YOUR GOAL:
Within the entries below, every line containing "instead" is to be copied.

RAW DATA:
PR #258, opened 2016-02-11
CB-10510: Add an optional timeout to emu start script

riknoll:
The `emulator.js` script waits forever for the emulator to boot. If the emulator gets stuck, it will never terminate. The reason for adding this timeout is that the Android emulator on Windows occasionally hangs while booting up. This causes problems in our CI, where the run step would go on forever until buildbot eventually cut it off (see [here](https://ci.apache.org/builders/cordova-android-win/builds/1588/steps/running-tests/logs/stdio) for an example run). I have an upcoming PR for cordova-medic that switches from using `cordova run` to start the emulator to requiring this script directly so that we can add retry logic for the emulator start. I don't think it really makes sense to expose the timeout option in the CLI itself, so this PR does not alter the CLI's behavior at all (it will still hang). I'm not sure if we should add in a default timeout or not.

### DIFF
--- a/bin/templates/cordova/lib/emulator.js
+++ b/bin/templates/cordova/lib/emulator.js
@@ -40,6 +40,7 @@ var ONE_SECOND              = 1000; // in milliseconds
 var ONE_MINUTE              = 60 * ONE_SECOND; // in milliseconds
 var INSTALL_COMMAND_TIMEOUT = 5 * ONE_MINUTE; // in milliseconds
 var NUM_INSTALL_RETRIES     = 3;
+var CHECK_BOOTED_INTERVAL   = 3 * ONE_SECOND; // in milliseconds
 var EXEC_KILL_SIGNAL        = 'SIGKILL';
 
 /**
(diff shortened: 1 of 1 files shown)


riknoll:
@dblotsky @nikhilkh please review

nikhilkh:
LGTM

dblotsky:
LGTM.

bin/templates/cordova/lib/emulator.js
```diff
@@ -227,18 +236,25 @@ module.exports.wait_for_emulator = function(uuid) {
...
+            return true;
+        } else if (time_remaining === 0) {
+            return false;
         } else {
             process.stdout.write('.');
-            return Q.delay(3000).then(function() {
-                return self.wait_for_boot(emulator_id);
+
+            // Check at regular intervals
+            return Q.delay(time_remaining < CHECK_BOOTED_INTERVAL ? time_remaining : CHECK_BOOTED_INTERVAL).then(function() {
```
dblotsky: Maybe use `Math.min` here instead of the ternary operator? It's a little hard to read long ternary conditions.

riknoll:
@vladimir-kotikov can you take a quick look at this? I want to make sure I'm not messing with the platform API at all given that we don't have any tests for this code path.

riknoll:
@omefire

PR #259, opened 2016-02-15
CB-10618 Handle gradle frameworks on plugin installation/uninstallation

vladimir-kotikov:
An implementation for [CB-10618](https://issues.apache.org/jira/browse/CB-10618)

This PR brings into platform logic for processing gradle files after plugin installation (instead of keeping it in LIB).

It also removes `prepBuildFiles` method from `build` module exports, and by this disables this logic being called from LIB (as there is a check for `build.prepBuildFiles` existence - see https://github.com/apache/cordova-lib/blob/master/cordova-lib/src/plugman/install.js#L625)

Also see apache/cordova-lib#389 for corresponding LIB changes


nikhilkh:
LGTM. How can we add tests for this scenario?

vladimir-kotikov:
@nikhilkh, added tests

YOUR RESPONSE:
dblotsky: Maybe use `Math.min` here instead of the ternary operator? It's a little hard to read long ternary conditions.
This PR brings into platform logic for processing gradle files after plugin installation (instead of keeping it in LIB).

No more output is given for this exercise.